Le poème du dimanche
L’écrivain maudit n’est pas un mythe. Prenez André de Richaud (1907-1968). D’abord, il est largement oublié. Ensuite, il n’a jamais vraiment connu le succès de son vivant, à l’exception de son premier roman. On dit que les subsides accordés par Michel Piccoli, qui était un grand admirateur de son œuvre, l’ont aidé à boucler bien des fins de mois.
Ce clochard mondain, cet écorché vif n’oublia jamais son enfance et ses blessures irréparables alors qu’il faisait partie de ces glorieux buveurs désespérés qui hantèrent les nuits de Saint-Germain des Prés à partir des années cinquante.

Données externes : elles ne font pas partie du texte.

PR #3799, opened 2017-08-25
Fix project template

m1kola:
Related to #3285

### DIFF
--- a/wagtail/project_template/home/migrations/0001_initial.py
+++ b/wagtail/project_template/home/migrations/0001_initial.py
@@ -7,7 +7,7 @@ from django.db import migrations, models
 class Migration(migrations.Migration):
 
     dependencies = [
-        ('wagtailcore', '0029_unicode_slugfield_dj19'),
+        ('wagtailcore', '0040_page_draft_title'),
     ]
 
     operations = [
--- a/wagtail/project_template/home/migrations/0002_create_homepage.py
+++ b/wagtail/project_template/home/migrations/0002_create_homepage.py
@@ -22,6 +22,7 @@ def create_homepage(apps, schema_editor):
     # Create a new homepage
     homepage = HomePage.objects.create(
         title="Home",
+        draft_title="Home",
         slug='home',
         content_type=homepage_content_type,
         path='00010001',


gasman:
To fill in the detail for anyone searching the issues list: This addresses a problem that was triggered by the introduction of the `draft_title` field on the Page model, in #3285. Migration `wagtailcore.0040_page_draft_title` populates this field with the (live) `title`, and there's logic in the `Page.full_clean` method to fill this in for any subsequent pages that are created without setting `draft_title` explicitly.

However, if the project template's `home.0002_create_homepage` migration (or any other migration that creates page records*) runs after `wagtailcore.0040_page_draft_title`, the `draft_title` field for that page will not get filled in - this is because migrations use a 'fake' copy of the `Page` model consisting of the fields and basic ORM methods, but not the custom methods such as `full_clean`.

Updating the migration in the project template will fix the issue for new projects; however, this won't account for people bringing up new installations of old projects that were built on Wagtail <1.12 and upgraded. I think we'll need to add a release note telling people how to update their migrations manually... but then that creates new problems when a second developer (with a working <1.12 copy of the project) tries to upgrade and gets an inconsistent migration history (since `home.0002_create_homepage`, which they've already applied, now depends on `wagtailcore.0040_page_draft_title`, which they haven't applied yet).

Other possibilities, which aren't ideal but might be necessary:

* we add a system check on startup, that automatically populates any blank `draft_title` fields. This check will probably need to be left in the Wagtail codebase indefinitely (because we can't tell how long people will have a <1.12 project sitting around), and there's a remote possibility that it might take a non-negligible time to run on huge sites...
* we admit the possibility that `draft_title` might still be blank despite our best efforts, and always guard it with something like `page.draft_title or page.title` when accessing it in our code. Obviously, having code to handle an obscure edge case like this isn't great for maintainability :-/

*It's possible that users have created their own migrations that create page records, which will also be affected by this issue. However, any such migrations would already have to deal with the fact that treebeard logic is unavailable in the fake-ORM version of the Page model - and any developer who's confident enough to do that sort of undocumented low-level tinkering certainly shouldn't need any hand-holding to fix up `draft_title` :-) So I think it's enough to document this possibility in the release notes, and let them figure it out from there.

gasman:
> we add a system check on startup, that automatically populates any blank draft_title fields. This check will probably need to be left in the Wagtail codebase indefinitely (because we can't tell how long people will have a <1.12 project sitting around), and there's a remote possibility that it might take a non-negligible time to run on huge sites...

Just tried `Page.objects.filter(draft_title='').update(draft_title=F('title'))` on a test database with 250K pages, and it completed instantly, so I think this is fine... I suggest we add this system check, alongside the change to the project template as proposed here. This way, there's no need for a release note to tell people to update their migrations manually.

gasman:
> we admit the possibility that draft_title might still be blank despite our best efforts, and always guard it with something like page.draft_title or page.title when accessing it in our code. Obviously, having code to handle an obscure edge case like this isn't great for maintainability :-/

@kaedroho pointed out that the vast majority of accesses to the draft title field will happen through `get_admin_display_title` - and in fact I can't see a single exception to that in the codebase - so I think we're fine to take this approach, and have `get_admin_display_title` fall back on live titles where necessary.

gasman:
Merged in c87b400c7a450aafa76f1fc8e9936401be14f736 (1.13) and e902d3bdf354e6ebb5cef0e35ce869f82ce29b0c (1.12.1)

Né à Perpignan, très tôt orphelin, un temps professeur, il écrit à vingt trois ans, La Douleur, un roman étouffant et bouleversant, qui fit scandale en racontant comment une jeune mère reporte tout l’amour qu’elle avait pour son mari tué en 14 sur son fils, au point de l’étouffer avant de le délaisser pour un prisonnier allemand.
Richaud fut aussi un poète à la fois sombre et limpide, toujours hanté par le désir d’arriver à dire qui il était au juste, de se prouver qu’il était vivant et dire dans le même temps son envie paradoxale de disparaître totalement, comme dans le poème ci-dessous.
Testament
Autrefois j’aurais voulu être le dernier oiseau du dernier platane
La première lueur du matin sur l’aile d’un olivier
L’orange du midi, bien pendue sur ses feuillages de parfum
Et ce nuage qui joue autour du phare
J’aurais voulu être une phrase coupée au raz d’un poème
Découvert par une jeune fille aux cils de pavot
Au bord d’un grenier de Provence
Mais maintenant
Mon dernier désir est que mon souvenir brûle
Les pierres où il est gravé
Ici et là au petit vol de mes voyages
Les sables de la mer n’ont pas besoin de dictionnaire
Toutes les feuilles meurent en automne
Rien n’est qu’un feu mort au fond d’un ruisseau sec
Que mon visage s’écrase en vous
Ombre de ma jeunesse
Et qu’il ne reste rien de ce fer rouge.